Com três meses de uso o condicionador de ar de um cidadão, residente em Florianópolis, pifou. Consultada, a empresa vendedora recusou-se a consertá-lo, gratuitamente, alegando que o defeito resultara da imprudência de uma lagartixa que adentrara pelo equipamento e fizera o motor parar de funcionar.

O caso foi ao Juiz Alexandre da Rosa, da Primeira Turma de Recursos da Capital, que decidiu a favor do consumidor, dizendo: toda lagartixa tem o direito de circular pelas paredes das casas à cata de mosquitos e outros pequenos insetos que constituem sua dieta alimentar. Todo mundo sabe disso e certamente também os engenheiros que projetam esses motores.
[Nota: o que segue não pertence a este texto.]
Issue #7846, opened 2024-07-16
Fix `no-descending-specificity` false positives for nested rules without declarations


romainmenke:
### What minimal example or steps are needed to reproduce the bug?

```css
.foo {
	& h2 {
		& + p {
			color: blue;
		}
	}
}

h1 {
	& h2 {
		& + #baz {
			color: green;
		}
	}
}
```

### What minimal configuration is needed to reproduce the bug?

```json
{
  "extends": [
    "stylelint-config-standard"
  ]
}
```

### How did you run Stylelint?

[Demo](https://stylelint.io/demo/#N4Igxg9gJgpiBcIB0AzCEAEwA6A7bALgGQYAWATFnoYSQNQYAOV+BNBkANhAE7wYAjTgFcYAbmpsCAX0mzc8vKQCMLWmUo5W6hgGIBAQwBeaqYS69+Acx4wYuCdply80kABoQKAJacYAOQMAWzhEGAAPYMY-JDAAZziPcAhcHysEEC0MDGwQCIJ7KDjc-gBtPGzs3LiCAE8-Tm9cAgBaSFTvKxaag1woAx4oXIqMAF1XJPa0gDFeIIMCDIArOJSk2EZExCyckBr6mEbmkt3OBZga3PcR6rqGptapzu6CXv7Bk9yzgsuQCekgA)

### Which Stylelint-related dependencies are you using?

```json
{
  "stylelint": "latest",
  "stylelint-config-standard": "latest"
}
```

### What did you expect to happen?

No error to be reported

### What actually happened?

> ERROR
Expected selector "& h2" to come before selector ".foo h2" [(no-descending-specificity)](https://stylelint.io/user-guide/rules/no-descending-specificity) [10:2-6]

### Do you have a proposal to fix the bug?

Only declarations are affected by specificity.
Nested rules are not. The combined selector of nested and parent rules do have specificity. But when a parent **rule** only contains other rules it never has any effect by itself.

-----

With nesting it possible to have parent rules with lower specificity and child rules with much higher specificity.

- `.foo h2` has specificity `[0, 1, 1]` -> highest
- `h1 h2` has specificity `[0, 0, 2]`

While the children are the inverse:
- `.foo h2 + p` has specificity `[0, 1, 2]`
- `h1 h2 + #baz` has specificity `[1, 0, 2]` -> highest

We should only warn about specificity when this actually matters, when a rule contains declarations.

-----

[...]

PR #7850, opened 2024-07-17
Fix `no-descending-specificity` false positives for nested rules without declarations

romainmenke:

Closes https://github.com/stylelint/stylelint/issues/7846

No, it's self-explanatory.


lib/rules/no-descending-specificity/README.md
Mouvedia, line 1: minor
fix

Check line 28 and 30.

lib/rules/no-descending-specificity/index.mjs
```diff
@@ -151,6 +157,21 @@ function lastCompoundSelectorWithoutPseudoClasses(selectorNode) {
...
 }
 
+/**
+ * Specificity only has an effect on declarations.
+ * We only want to check rules that contain declarations either directly or in nested at-rules.
+ *
+ * @param {import('postcss').Container} node
+ * @returns {boolean}
+ */
+function nodeContainsDeclarations(node) {
```
Mouvedia, line 167: nit
style

`hasDeclaration`
i.e. only one is enough

lib/rules/no-descending-specificity/index.mjs
```diff
@@ -151,6 +157,21 @@ function lastCompoundSelectorWithoutPseudoClasses(selectorNode) {
...
+ * We only want to check rules that contain declarations either directly or in nested at-rules.
+ *
+ * @param {import('postcss').Container} node
+ * @returns {boolean}
+ */
+function hasDeclaration(node) {
+	if (!node.nodes) return false;
+
+	return node.some((child) => {
+		return isDeclaration(child) || (isAtRule(child) && hasDeclaration(child));
```
Mouvedia, line 171: question
minor

Is `from { margin-top: 50px; }` considered a declaration?
i.e. inside an `@keyframes`

lib/rules/no-descending-specificity/__tests__/index.mjs
Mouvedia, line 1: minor
non-blocking

I thought of a weird edge case: rule-less layers.
i.e. `a { @layer foo; }`
Could you add skipped test with a `description` to show its not supported?
e.g. `description: not supported because it's useless`

lib/rules/no-descending-specificity/index.mjs
romainmenke: Yes, this is a declaration

lib/rules/no-descending-specificity/__tests__/index.mjs
romainmenke: I don't understand.
Why would we add a skipped test for this, why is it not supported?

Mouvedia: So `foo;` is also considered a declaration? Interesting.
I would have thought it would be an identifier list.

ref: https://drafts.csswg.org/css-cascade-5/#typedef-layer-name

romainmenke: No, it isn't a declaration. It's an at rule.

But I don't understand why you say it isn't supported or why you think it is useless :)

Name defining at rules loke `@layer` aren't affected by specificity.

There is no difference between these:

```css
@layer foo;

a {}
```

```css
a { @layer foo; }
```

```css
#a { @layer foo; }
```

Naming defining at rules are only affected by source order and cascade layers themselves.

Mouvedia: > No, it isn't a declaration. It's an at rule.

So `(isAtRule(child) && hasDeclaration(child)` returns `false` and it was intended.

romainmenke: Indeed :)

Currently the CSS specification does not have any at rules that define things (like `@layer foo;` defines a layer named `foo`) and where the definition is affected by specificity of parent rules.

This is unlikely (but not impossible) to change in the future.

It is extremely complex for browsers to implement named things like keyframes, cascade layers, fonts, that are effected by matched elements and specificity.

ybiquitous (approved):
Thank you, nice fix 👍🏼 

`hasDeclaration()` could be put in `lib/utils/` if it will be used by other rules. 😃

Concordo com a decisão. De fato uma lagartixa, seja ela qual for, tem todo o direito de ir e vir pelas paredes de nossas casas, assim como o Condor tem todo o direito de planar pelo céu das cordilheiras.

Ademais, o animalzinho é completamente inofensivo, presta
relevantes serviços ao equilíbrio da natureza e à nossa tranquilidade, já que devora insetos que nenhuma Associação ousa proteger, tão maléficos são, como aranhas, mosquitos e tudo o mais que se infiltra e despeja pelos cantos de nossas casas seus ovos e suas crias venenosas.

Uma boa lagartixa garante a limpeza de nossas residências, sem cobrar nada pela faxina. Na minha há uma, a Dinorah Com Agá. De estimação! Aliás, toda casa deveria acomodar uma lagartixa, pelo menos. Dizem que traz sorte...

A Dinorah Com Agá é nossa já faz cinco ou seis anos. Em sua juventude era transparente e grudenta: circulava pelo teto deixando atrás de si uma linha gosmenta que refletia a luz do lustre. Era uma tetéia, tinha um rebolado de fazer “lagartixo” gemer sem sentir dor. Bonitinha demais, tipo assim Mariana Ximenes.

Hoje, a coitada, está totalmente enrugada, seus olhos perderam o brilho e quando ela me observa trabalhando no computador suas pupilas paralisadas parecem saltar em minha direção. Sei que quando partir para a morada das Lagartixas & Afins, o que deve acontecer muito em breve - expectativa de vida de lagartixa é de oito anos - muito provavelmente, de madrugada, quando eu estiver neste teclado nem ousarei olhar para o canto esquerdo onde parede e teto se juntam... Se o fizer, com certeza, darei com aqueles olhos de vidro escancarados para o meu lado.

A minha lagartixa mal se garante nas pernas. Às vezes a observo tentando ir ao lustre onde os pequeninos insetos se aglomeram. É uma tortura. Pela parede ela circula com desenvoltura, mas de cabeça para baixo a dificuldade é imensa. Daí os tombos espetaculares: mergulha no vazio gesticulando todas as pernas, tentando se agarrar em alguma coisa, gritando por socorro... Mal se esborracha no chão sai claudicando, envergonhada, em busca de um canto qualquer para se recuperar.

Confesso que um dia – faz tempo isso – incomodado com a presença da bichinha armei-me com uma vassoura. Fui à luta, forçado pela esposa que, após muito insistir, lançou mão daquele mantra que toda mulher usa para colocar o homem contra a parede: eu ou a Dinorah Com Agá... Você decide! Entendi, num breve exercício de matemática, que eliminar a lagartixa sairia mais em conta.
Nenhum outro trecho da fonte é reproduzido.